Puis, on rentrait fatiguées… Mais avant de remonter au cinquième sans ascenseur de la rue des Poissonniers, dans la fine bruine d’octobre, dans la belle soirée de mai, nous nous arrêtions à la sortie du métro Château-Rouge pour écouter le bonimenteur faire l’article de ses biscuits, ou de ses illustrés : « Pour 10 francs, ce n’est pas un, mais deux, mais trois, mais quatre paquets de gaufrettes Verkade, et exceptionnellement pour vous, Madame, Monsieur, un paquet de Sprits et de biscuits au café ! » On remontait chargées des courses de la journée, et du sac contenant les délicieux biscuits ! Ma grand-mère avait l’esprit badaud, et moi, j’étais curieuse.

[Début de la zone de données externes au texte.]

PR #830, opened 2021-12-13
BottomSheet: Adding custom accessibility labels for the handle.

rdeassis:
### Platforms Impacted
- [x] iOS
- [ ] macOS

### Description of changes

One of our client apps requested the ability to set a custom accessibility label for the Bottom Sheet handle.
This change adds 2 new properties to set the custom accessibility label of the Bottom Sheet handle for each of its visible state: expanded and collapsed.

### Verification

Ran changes in a physical device in the Voice Over scenario:

https://user-images.githubusercontent.com/68076145/145899362-ecb4f316-0550-481b-8714-66a9591df6f9.MP4

### Pull request checklist

This PR has considered:

###### Microsoft Reviewers: [Open in CodeFlow](https://portal.fabricbot.ms/api/codeflow?pullrequest=https://github.com/microsoft/fluentui-apple/pull/830)

### DIFF
--- a/ios/FluentUI/Bottom Sheet/BottomSheetController.swift
+++ b/ios/FluentUI/Bottom Sheet/BottomSheetController.swift
@@ -110,6 +110,22 @@ public class BottomSheetController: UIViewController {
         }
     }
 
+    /// A string to optionally customize the accessibility label of the bottom sheet handle.
+    /// The message should convey the "Expand" action and will be used when the bottom sheet is collapsed.
+    @objc public var handleExpandCustomAccessibilityLabel: String? {
+        didSet {
+            updateResizingHandleViewAccessibility()
+        }
+    }
+
+    /// A string to optionally customize the accessibility label of the bottom sheet handle.
+    /// The message should convey the "Collapse" action and will be used when the bottom sheet is expanded.
+    @objc public var handleCollapseCustomAccessibilityLabel: String? {
+        didSet {
+            updateResizingHandleViewAccessibility()
+        }
+    }
+
     /// Indicates if the bottom sheet is expanded.
     ///
     /// Changes to this property are animated. A new value is reflected in the getter only after the animation completes.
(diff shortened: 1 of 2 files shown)


ios/FluentUI/Bottom Sheet/BottomSheetController.swift
```diff
@@ -110,6 +110,22 @@ public class BottomSheetController: UIViewController {
         }
     }
 
+    /// A string to optionally customize the accessibility label of the bottom sheet handle.
+    /// The message should convey the "Expand" action and will be used when the bottom sheet is collapsed.
+    @objc public var handleExpandCustomAccessibilityLabel: String? {
```
harrieshin, line 115: should we really separate expand and collapse label expose separately? or should we just have 1 label that clients can do whatever in what ever situation. technically the client knows the expand or collapse or 1/3 collapse etc state. they might want to convey more?

rdeassis: This would be possible if we updated the delegate to be triggered from all different ways (user gesture or different API calls) the bottom sheet can be changed:

```
/// Called after a transition to a new expansion state completes.
    ///
    /// External changes to`isExpanded` or `isHidden` will not trigger this callback.
    /// - Parameters:
    ///   - bottomSheetController: The caller object.
    ///   - expansionState: The expansion state that the sheet moved to.
    ///   - interaction: The user interaction that caused the state change.
    @objc optional func bottomSheetController(_ bottomSheetController: BottomSheetController,
                                              didMoveTo expansionState: BottomSheetExpansionState,
                                              interaction: BottomSheetInteraction)
```

rdeassis: I think I was misled by the API documentation remark.
`External changes to isExpanded or isHidden will not trigger this callback.`

I looked a bit further and I couldn't find a scenario that this delegate will not be called.

But still, I think it'd still be more error prone (bug prone) to rely on the caller to use the delegate to do it as I expect they could just set the property when creating the control and not updated it from the callback.

harrieshin: the size concern was the main driving factor my comment and BottomSheetExpansionState is not boolean so didn't know how it could really be evolved in the future.

harrieshin (approved):

ios/FluentUI/Bottom Sheet/BottomSheetController.swift
rdeassis: I see your point... 
The bright side of it is that if not other state is created, the other state is "hidden" where the handle is not visible or accessible in the UI.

C’était merveilleux d’avoir une grand-mère qui cédait à mes petites envies de rien. Pour se débarrasser de moi pendant qu’elle faisait sa toilette, elle me donnait un billet pour que j’aille à la maison de la presse-tabac-fourre-tout-bricoles en face de son appartement. Je pouvais sans complexe acheter n’importe quoi… Un album de coloriage, un Mickey magazine, des bonbons, un journal avec des jeux. Puis je remontais mes trésors au cinquième, pour redescendre sans tarder avec elle vivre notre vie, aller au zoo de Vincennes ou à la Ménagerie du Jardin des Plantes, ou encore voir un Disney au Grand Rex, manger une glace dans une galerie sur les Champs-Élysées. Il fallait avoir de bonnes jambes pour suivre mamie, qui, pourtant, marchait d’un pas de jeune éléphant, comme le dit Baudelaire. Elle s’en plaignait et ne comprenait pas, quand elle s’acharnait à se mettre au pas d’une jeune et preste dame qui marchait le pas vif sur son trottoir, pourquoi une minute plus tard, elle était de nouveau distancée… Alors elle accélérait de nouveau, mais reprenait inévitablement son allure tranquille, celle-là qui l’a mené à cent ans.

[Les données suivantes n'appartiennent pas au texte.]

PR #832, opened 2021-12-15
[vNext Tokens] Update `CommandBarTokens`

mischreiber:
### Platforms Impacted
- [x] iOS
- [ ] macOS

### Description of changes

Controls will start coming fast after this, but I wanted to call out `CommandBar` independently, as it's our first converted UIKit control.

Not much exciting happening here, honestly. The biggest item of note is the addition of an observer for the `didChangeTheme` notification, which allows us to change our theme while visible. This is an enhancement above the existing vNext control, which features no such ability.

It's also worth noting that most of the token protocols assume SwiftUI controls, and thus also expect the structure of our SwiftUI controls. In other words, they want the control to have a `state` object. There's no such object on our UIKit controls, so the control itself will conform to the `ControlConfiguration` protocol.

### Verification

Size improved from 31,768,161 -> 31,735,921, which means an improvement of **~31 kB**. Not bad!

| Default                                      | Custom colors                              |
| blue_light | green_light |
| blue_dark | green_dark |

### Pull request checklist

This PR has considered:

###### Microsoft Reviewers: [Open in CodeFlow](https://portal.fabricbot.ms/api/codeflow?pullrequest=https://github.com/microsoft/fluentui-apple/pull/832)


sophialee0416:
We had a conversation a while back about how the keyboard does not change with the theme because the notification for theme change is sent per window. Will this be changed in the new token system?

mischreiber:
> We had a conversation a while back about how the keyboard does not change with the theme because the notification for theme change is sent per window. Will this be changed in the new token system?

...yes? Let's say yes. Also please file a bug against me when you get a chance so I don't forget to fix that 😬

harrieshin:
how much did you save here? :)

ios/FluentUI/Command Bar/CommandBar.swift
```diff
@@ -39,16 +37,30 @@ open class CommandBar: UIView, FluentUIWindowProvider {
...
 
-        backgroundColor = commandBarTokens.backgroundColor
+        backgroundColor = UIColor(colorSet: tokens.backgroundColor)
         translatesAutoresizingMaskIntoConstraints = false
 
+        self.themeObserver = NotificationCenter.default.addObserver(forName: Notification.Name.didChangeTheme,
+                                                               object: nil,
+                                                               queue: .main) { [weak self] _ in
+            if let strongSelf = self {
+                strongSelf.updateButtonTokens()
```
harrieshin, line 47: so notifcation can be posted to all windows, but updatebuttontokens will figure/filter out if the theme changes for that window is applicable for this instance of the class?

ios/FluentUI/Core/ControlHostingContainer.swift
```diff
@@ -41,6 +41,12 @@ public class ControlHostingContainer: NSObject {
         self.updateRootView()
     }
 
+    deinit {
+        if let themeObserver = self.themeObserver {
+            NotificationCenter.default.removeObserver(themeObserver)
```
harrieshin, line 46: i thought we don't need to do any removeobserver these days. do we? https://developer.apple.com/documentation/foundation/nsnotificationcenter/1413994-removeobserver

harrieshin (approved):

ios/FluentUI/Core/ControlHostingContainer.swift
mischreiber: Unfortunately that's only the case if you use `addObserver(_:selector:name:object:)`. If you observe via `addObserver(forName:object:queue:using:)` then you do still need to deregister once you're done observing.

ios/FluentUI/Command Bar/CommandBar.swift
mischreiber: Good point. At the moment no, this is pretty brute-force logic, and will apply to the entire app. But that's a good optimization: the theme posting could/should include the window, and then we can have logic that decides whether it applies to us or not.

ios/FluentUI/Core/ControlHostingContainer.swift
mischreiber: That said, I'm adding a little more logic in the notification handler, so I'm switching to `addObserver(_:selector:name:object:)` in both these cases.

mischreiber:
> how much did you save here? :)

31,768,161 -> 31,735,921, so ~31 kB. Not bad!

Ma grand-mère nous emmenait en vacances, en troupeau. On partait la nuit pour Avignon dans le train-couchettes, le 1er juillet. On ne perdait pas de temps, pour profiter le plus longtemps possible de ces interminables vacances. Dans le compartiment exigu, on se battait pour les deux places du haut. Finalement, je préférais les couchettes du milieu qui permettait d’écarter le rideau pour voir défiler les lumières dans la nuit. On se partageait les sandwiches et les bananes, les biscuits et les bonbons, les Aggie Mack, Lili la petite Parisienne et les Picsou magazine. Nous nous endormions bercés par les halètements et les soubresauts du train fendant la nuit. Parfois, nous partions le jour pour un interminable voyage… Sept heures coincés dans le wagon de seconde, à regarder les photos grises des ponts, des cathédrales et des monuments de la France dans leur cadre de métal. Je me perdais dans le paysage qui marchait à reculons. Mamie faisait des mots croisés dans Jour de France. Elle ne prêtait guère d’attention à nos chamailleries. Je revois ses lunettes stylées, à la forte monture noire comme une barre à la hauteur des sourcils, et son air appliqué, sauf quand elle entreprenait de faire la conversation à la dame en face, malencontreusement piégée dans notre enclos.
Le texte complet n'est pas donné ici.